• Work to be completed: Output all the data exactly.

Dataset entries:
◇ ◇ ◇ ◇ ◇ ◇ ◇

PR #2243, opened 2018-02-22
[DOC]-update-deprecated-test-helpers

sbatson5:
Ran into a few issues while updating an app to `3.0`.  

* `keyEvent` has been removed in favor of `triggerKeyEvent`
    * Using `keyEvent` will give you the error:
    * `Promise rejected during "visiting /thing": (0 , _testHelpers.keyEvent) is not a function`
* `currentPath` has been removed
* `findAll` has been added

### DIFF
--- a/source/testing/acceptance.md
+++ b/source/testing/acceptance.md
@@ -90,7 +90,7 @@ Some of these handy helpers are:
 * [`fillIn(selector, value)`][2]
   - Fills in the selected input with the given value and returns a promise that
      fulfills when all resulting async behavior is complete. Works with `<select>` elements as well as `<input>` elements. Keep in mind that with `<select>` elements, `value` must be set to the _value_ of the `<option>` tag, rather than its _content_ (for example, `true` rather than `"Yes"`).
-* [`keyEvent(selector, type, keyCode)`][3]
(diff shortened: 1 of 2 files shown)


jenweber:
Hi @sbatson5, thanks for this PR! In addition to the API method name, we also need to update the link that it goes to. Right now, the docs for ember-test-helpers are at https://github.com/emberjs/ember-test-helpers/blob/master/API.md

@jessica-jordan does that seem like the right place to link to for now?

source/testing/acceptance.md
```diff
@@ -130,13 +130,11 @@ previous steps in the test have completed.
 
 Synchronous helpers are performed immediately when triggered.
 
-* [`currentPath()`][6]
```
sbatson5: Not sure if I missed it, but it looks like `currentPath` has been removed:
https://github.com/emberjs/ember-test-helpers/blob/37c4139ee73c19a46670268825881d81eb37d663/tests/unit/setup-application-context-test.js#L6-L14

jenweber:
Thanks a bunch @sbatson5 😁 I appreciate the extra effort to update the link references through the whole thing.

Note to maintainers, we'll have more work to do to clean up this page once we get the test helper docs into the API docs app.

Issue #2215, opened 2018-02-04
stack level too deep on `bundle exec middleman`


jenweber:
```
== The Middleman is loading
/usr/local/var/rbenv/versions/2.4.3/lib/ruby/gems/2.4.0/gems/activesupport-4.1.16/lib/active_support/core_ext/numeric/conversions.rb:121: warning: constant ::Fixnum is deprecated
/usr/local/var/rbenv/versions/2.4.3/lib/ruby/gems/2.4.0/gems/activesupport-4.1.16/lib/active_support/core_ext/numeric/conversions.rb:121: warning: constant ::Bignum is deprecated
bundler: failed to load command: middleman (/usr/local/var/rbenv/versions/2.4.3/bin/middleman)
SystemStackError: stack level too deep
```

Replicated locally (mac) and on a cloud9 instance. Using `rbenv`.

acorncom:
@jenweber if you shift to Ruby 2.2 do you still hit this problem? It's working fine on my end when doing so ...

jenweber:
@acorncom yes it seems to work for 2.2.2. Did you have issues with 2.4.3 as well or is it just me? If it worked, can you or @locks do bundle install, try to run it, and post your specs if it works? I'm wondering if you have older versions of dependencies hanging around, old-school-npm-style.

I removed all gems, reinstalled, then tried 2.4.3 and still got the same error.

Specs:
- Mac OS 10
- rbenv 1.1.0
- gem 2.4.5
- ruby 2.2.2 works

jenweber:
Also I don't know why I didn't post this earlier, but I get an infinite loop of this error:

> /usr/local/var/rbenv/versions/2.4.3/lib/ruby/gems/2.4.0/gems/activesupport-4.1.16/lib/active_support/core_ext/numeric/conversions.rb:131:in `block (2 levels) in <class:Numeric>'

jenweber:
I blindly updated a bunch of dependencies and it seems to work now. Will PR. Disclaimer, I have no idea what I'm doing.

jenweber:
closed with #2249

PR #2249, opened 2018-02-25
update dependencies to solve stack level too deep error on local build

jenweber:
#2215 
Disclaimer, I have no idea what any of these dependencies are or what they do, whatsoever. I did `bundle update` and made some random changes to gemfile until I was able to run the guides app locally. 

`¯\_(ツ)_/¯`

Definitely deploy to staging before merging. I will also test this in a clean environment. ~It will be a miracle if the Travis build passes.~ Somehow it passed. Yay?


locks:
I am relatively sure this will horribly break because our code is not compatible with middleman 4 🤔

jenweber:
I dunno, it runs ok... I will try moving it to 3 and see what happens

jenweber:
I updated only the activerecord version and that seems to fix it.

PR #1711, opened 2026-03-13
Update header stamps

ga-devfront:
| Questions         | Answers
| Description?      | Update header stamps package, and use new header like Core.
| BC breaks?        | no
| Deprecations?     | no
| Fixed ticket?     | N/A
| How to test?      | Ci is :green_circle:

### DIFF
--- a/tests/composer.json
+++ b/tests/composer.json
@@ -1,5 +1,5 @@
 {
-    "license": "AFL-3.0",
+    "license": "OSL-3.0",
     "authors": [
         {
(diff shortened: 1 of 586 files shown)


tests/composer.json
```diff
@@ -1,5 +1,5 @@
 {
-    "license": "AFL-3.0",
+    "license": "OSL-3.0",
```
Quetzacoalt91: Keep the old value

Quetzacoalt91 (approved):

PR #1735, opened 2026-03-20
Improve performance of getModulesRequiringAttention with parallel HTTP calls

kseghair:
| Questions         | Answers
| Description?      | When running a PS with lots of modules installed, the modules requiring attention modal takes a lot of time to load. I Improved performance by using parallel HTTP calls. Applied also in the Uninstall Module step
| BC breaks?        | no
| Deprecations?     | no
| Fixed ticket?     | /
| Sponsor company   | @prestashopCorp
| How to test?      | Upgrade from 8.2.3 to 8.2.4. The modal should should load correctly and faster. Modules not compatible with target version should be correctly uninstalled

### DIFF
--- a/classes/Services/MarketplaceService.php
+++ b/classes/Services/MarketplaceService.php
@@ -31,6 +31,9 @@ class MarketplaceService
     /** @var Translator */
     private $translator;
 
+    /** @var array<string, Module|MarketplaceApiException> */
+    private array $cache = [];
+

◇ ◇ ◇ ◇ ◇ ◇ ◇

• Result below:
PR #2243, opened 2018-02-22
[DOC]-update-deprecated-test-helpers

sbatson5:
Ran into a few issues while updating an app to `3.0`.  

* `keyEvent` has been removed in favor of `triggerKeyEvent`
    * Using `keyEvent` will give you the error:
    * `Promise rejected during "visiting /thing": (0 , _testHelpers.keyEvent) is not a function`
* `currentPath` has been removed
* `findAll` has been added

### DIFF
--- a/source/testing/acceptance.md
+++ b/source/testing/acceptance.md
@@ -90,7 +90,7 @@ Some of these handy helpers are:
 * [`fillIn(selector, value)`][2]
   - Fills in the selected input with the given value and returns a promise that
      fulfills when all resulting async behavior is complete. Works with `<select>` elements as well as `<input>` elements. Keep in mind that with `<select>` elements, `value` must be set to the _value_ of the `<option>` tag, rather than its _content_ (for example, `true` rather than `"Yes"`).
-* [`keyEvent(selector, type, keyCode)`][3]
(diff shortened: 1 of 2 files shown)


jenweber:
Hi @sbatson5, thanks for this PR! In addition to the API method name, we also need to update the link that it goes to. Right now, the docs for ember-test-helpers are at https://github.com/emberjs/ember-test-helpers/blob/master/API.md

@jessica-jordan does that seem like the right place to link to for now?

source/testing/acceptance.md
```diff
@@ -130,13 +130,11 @@ previous steps in the test have completed.
 
 Synchronous helpers are performed immediately when triggered.
 
-* [`currentPath()`][6]
```
sbatson5: Not sure if I missed it, but it looks like `currentPath` has been removed:
https://github.com/emberjs/ember-test-helpers/blob/37c4139ee73c19a46670268825881d81eb37d663/tests/unit/setup-application-context-test.js#L6-L14

jenweber:
Thanks a bunch @sbatson5 😁 I appreciate the extra effort to update the link references through the whole thing.

Note to maintainers, we'll have more work to do to clean up this page once we get the test helper docs into the API docs app.

Issue #2215, opened 2018-02-04
stack level too deep on `bundle exec middleman`


jenweber:
```
== The Middleman is loading
/usr/local/var/rbenv/versions/2.4.3/lib/ruby/gems/2.4.0/gems/activesupport-4.1.16/lib/active_support/core_ext/numeric/conversions.rb:121: warning: constant ::Fixnum is deprecated
/usr/local/var/rbenv/versions/2.4.3/lib/ruby/gems/2.4.0/gems/activesupport-4.1.16/lib/active_support/core_ext/numeric/conversions.rb:121: warning: constant ::Bignum is deprecated
bundler: failed to load command: middleman (/usr/local/var/rbenv/versions/2.4.3/bin/middleman)
SystemStackError: stack level too deep
```

Replicated locally (mac) and on a cloud9 instance. Using `rbenv`.

acorncom:
@jenweber if you shift to Ruby 2.2 do you still hit this problem? It's working fine on my end when doing so ...

jenweber:
@acorncom yes it seems to work for 2.2.2. Did you have issues with 2.4.3 as well or is it just me? If it worked, can you or @locks do bundle install, try to run it, and post your specs if it works? I'm wondering if you have older versions of dependencies hanging around, old-school-npm-style.

I removed all gems, reinstalled, then tried 2.4.3 and still got the same error.

Specs:
- Mac OS 10
- rbenv 1.1.0
- gem 2.4.5
- ruby 2.2.2 works

jenweber:
Also I don't know why I didn't post this earlier, but I get an infinite loop of this error:

> /usr/local/var/rbenv/versions/2.4.3/lib/ruby/gems/2.4.0/gems/activesupport-4.1.16/lib/active_support/core_ext/numeric/conversions.rb:131:in `block (2 levels) in <class:Numeric>'

jenweber:
I blindly updated a bunch of dependencies and it seems to work now. Will PR. Disclaimer, I have no idea what I'm doing.

jenweber:
closed with #2249

PR #2249, opened 2018-02-25
update dependencies to solve stack level too deep error on local build

jenweber:
#2215 
Disclaimer, I have no idea what any of these dependencies are or what they do, whatsoever. I did `bundle update` and made some random changes to gemfile until I was able to run the guides app locally. 

`¯\_(ツ)_/¯`

Definitely deploy to staging before merging. I will also test this in a clean environment. ~It will be a miracle if the Travis build passes.~ Somehow it passed. Yay?


locks:
I am relatively sure this will horribly break because our code is not compatible with middleman 4 🤔

jenweber:
I dunno, it runs ok... I will try moving it to 3 and see what happens

jenweber:
I updated only the activerecord version and that seems to fix it.

PR #1711, opened 2026-03-13
Update header stamps

ga-devfront:
| Questions         | Answers
| Description?      | Update header stamps package, and use new header like Core.
| BC breaks?        | no
| Deprecations?     | no
| Fixed ticket?     | N/A
| How to test?      | Ci is :green_circle:

### DIFF
--- a/tests/composer.json
+++ b/tests/composer.json
@@ -1,5 +1,5 @@
 {
-    "license": "AFL-3.0",
+    "license": "OSL-3.0",
     "authors": [
         {
(diff shortened: 1 of 586 files shown)


tests/composer.json
```diff
@@ -1,5 +1,5 @@
 {
-    "license": "AFL-3.0",
+    "license": "OSL-3.0",
```
Quetzacoalt91: Keep the old value

Quetzacoalt91 (approved):

PR #1735, opened 2026-03-20
Improve performance of getModulesRequiringAttention with parallel HTTP calls

kseghair:
| Questions         | Answers
| Description?      | When running a PS with lots of modules installed, the modules requiring attention modal takes a lot of time to load. I Improved performance by using parallel HTTP calls. Applied also in the Uninstall Module step
| BC breaks?        | no
| Deprecations?     | no
| Fixed ticket?     | /
| Sponsor company   | @prestashopCorp
| How to test?      | Upgrade from 8.2.3 to 8.2.4. The modal should should load correctly and faster. Modules not compatible with target version should be correctly uninstalled

### DIFF
--- a/classes/Services/MarketplaceService.php
+++ b/classes/Services/MarketplaceService.php
@@ -31,6 +31,9 @@ class MarketplaceService
     /** @var Translator */
     private $translator;
 
+    /** @var array<string, Module|MarketplaceApiException> */
+    private array $cache = [];
+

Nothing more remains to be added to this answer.